On the left, you can see personal content: my Gmail inbox, the Google documents I'm working on, and my del.icio.us links.
In the middle, I have standard content: top news stories, weather in my current and soon-to-be-current home, quote of the day, etc.
On the right, I have direct wikipedia search and feeds from several blogs.
If you look closely at the top left, you'll also see an additional tab, labeled "Search." I added this tab so that I have a separate page that just hosts a series of specialized search engines (eBay, Amazon, Flickr) as well as my Google search history.
Each time you click to add something, you can drag and drop it wherever you want on your homepage. If you click the X in the top right corner, that item disappears from your homepage. This isn't something that requires startup time and then is set in stone. It's flexible and easy to change as your web habits and needs change.
What makes this so great?
- It increases your productivity by putting everything you need in one place. No more opening Wikipedia in a new tab.

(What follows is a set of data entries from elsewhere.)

PR #450, opened 2019-01-18
Sync SuperUser Role to DWKit Admins Role

chrisvire:


NullVoxPopuli:
yeah, I think some easier tests could be a side-effect of a broader refactor w/ auto-matter (eventually) now that we kiiinda have a sync pattern goin'.

but anyway, LGTM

No more opening your calendar or keeping a todo list in a hard to remember folder. It's all accessible from one page, and that one page is accessible no matter what computer you are using.
- It allows you to keep tabs on interesting content without wasting your time wading through full format. For blogs or content streams that are updated frequently, having a "top stories" or "titles only" view of the content is a good way to get right to the articles of specific interest to you.
- No more guessing when feeds are updated. Most of the blogs I keep on my Google homepage are NOT the ones I look at on a regular basis; they're the ones I find valuable that only feature posts every few days (or less frequently). By having a view of the blog post titles, I can see when something new has been added, and can go to the site at that point. I don't lose track of blogs, even if there's a long gap between posts.
- It meets you at your 2.0 complexity level. If you are a basic user, the content provided by the "Add Stuff" button is more than ample, and the drag and drop easy to use. If you are advanced, you can create your own gadgets using the Google API to add to your own page (and share with the world, if you choose). But there's value at every level.
Months ago, I wrote about the potential power of disaggregation for museums, referring to the concept of the "ultimate mix tape" of greatest hits and personal favorites. There are people (I'm one of them) who aren't ready to play RSS flute concertos on Yahoo Pipes or traipse through Google map hacks. Heck, I'm not even advanced enough for an RSS reader to aggregate blogs to which I subscribe. But the Google homepage is easy to use and offers a big bang for your mash-up buck. Plus, it creates a home for you on the web, one where the mail is sorted, the conversations archived, your dictionary and favorite games and diversions all in their place. Isn't it time you stopped renting and got a place of your own?